What we see from these employees is that they'd rather run to government than accept the consequences of their actions. That isn't conservative behavior.
Yep.
Replace "firearm" with virtually anything else, and you'd have unanimous agreement on this forum that Weyerhauser was within their right to fire.
So in short, you agree that your claim that companies cannot conduct business in the US unless they abide by the Constitution was a falsehood.
I never said they were.
"The agreement doesn't extort you, because you have no right to park on their property. "
The agreement doesn't extort you, because you have no right to park on their property."
That's right, there is no right to park on someone else's private property. I listed the rights involved and you ignored them. You are also addressing the private property right of the employer as some sort of absolute that exists in a vacuum.
" in many places, it's illegal to keep a gun in your car when you aren't in it, so there is no nationally-recognized "right" to keep a gun in your car"
I've never known any. McClure-Volkmer, or the firearms protection act acknowledges the right to transport personal firearms and requires govm'ts at all levels to provide for it. Infringement of transport of unloaded, cased firearms out of reach is not allowed according to that law. It is certainly expected that during travelling the driver will exit and leave the vehicle unattended.
"Because that is the choice always open to you: not to park on the employer's property."
Most large businesses and many smaller ones have lots that were required by zoning to keep the employees from taking up all the area's parking spaces. Employees parking off site will cause residential only parking signs to be posted in some cases. Otherwise simple no parking signs.
" What about if you conceal it in your heavy overcoat? Your overcoat is also your property. "
The difference is between storage and use. If it's on your person and not in storage, it's being used and has entered the workplace.
"employment at-will"
A single mom has a work has a good work and attendance history. She calls in and tells the boss that she doesn't have a babysitter for that day. The boss demands that she comes in, or she's fired. She stays home and is fired. Does she have a tort case for being fired w/o just cause?
FBI says the usual postal happens 9 months after dismissal. The early ones are 3 months after dismissed.
Courts have said the same thing in numerous cases. The police can search your car without a warrant in many more circumstances than they can search your house without a warrant, for example.
Just because me or my property is on your property does not give you unlimited ownership Rights of that property. The most you could do is recind the invite and tell me to park elsewhere.
Of course, none of that supports your anti gun agenda, so no I guess you'll either twist what I just said or take the whole thing off in another direction. Again. You people are pathetic. Get some help...
You keep saying this, with no backup. Do you have any case law that would support this position, or are you just making an argument based on wishful thinking?
I'd say no. In 49 of 50 states, an employer does not need 'just cause' to fire you.

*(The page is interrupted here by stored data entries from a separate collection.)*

PR #50, opened 2025-11-25
Improve ETKDG Setup times via caching and data reuse

scal444:
* A single minimizer is instantiated per thread and reused
* First and 4th dim minimization now reuse data. 4th dim is a wrapper around 1st dim. Changed kernels that use the different weights to take in double parameters, consolidating what had been identical arrays.
* Added a cache of parameters to pass in to all minimization stages, so that molecules aren't processed multiple times
* Preallocate parameters based on the first molecule so we don't constantly resize


benchmarks/etkdg_ff_bench.cpp
```diff
@@ -108,14 +108,14 @@ void benchNvMolKitBatch(const std::vector<RDKit::ROMol*>& mols, const int size)
   ankerl::nanobench::Bench().run("nvMolKit ETKDG calc energy, nmols = " + std::to_string(size), [&] {
     systemDevice.energyBuffer.zero();
     systemDevice.energyOuts.zero();
-    ankerl::nanobench::doNotOptimizeAway(computeEnergy(systemDevice, atomStartsDevice, positionsDevice));
+    ankerl::nanobench::doNotOptimizeAway(computeEnergy(systemDevice, atomStartsDevice, positionsDevice, 1.0, 1.0));
```
evasnow1992: Should the added values be 1.0 and 0.1?

evasnow1992 (approved):
Thank you for consolidating the minimization stages and adding cache. Only one clarification question.

benchmarks/etkdg_ff_bench.cpp
scal444: For benching the energy/grad it won't make a difference but changed to be consistent.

You can make such searches a condition of allowing me onto your property. If I don't like those conditions, I'm free to give you the finger and walk away. If I'm already on your property, you can demand to search my car. If I refuse, you can require me to remove my car and my person from your property.
Dear sitetest,
You can repeat your argument all you like. It won't make it true no matter how hard you wish it so.
jones
Ole jones backs nothing up, you're arguing against his/her unchangeable, predisposed, non-grounded in law "logic".
People think that law is what they THINK it should be, not what it actually is.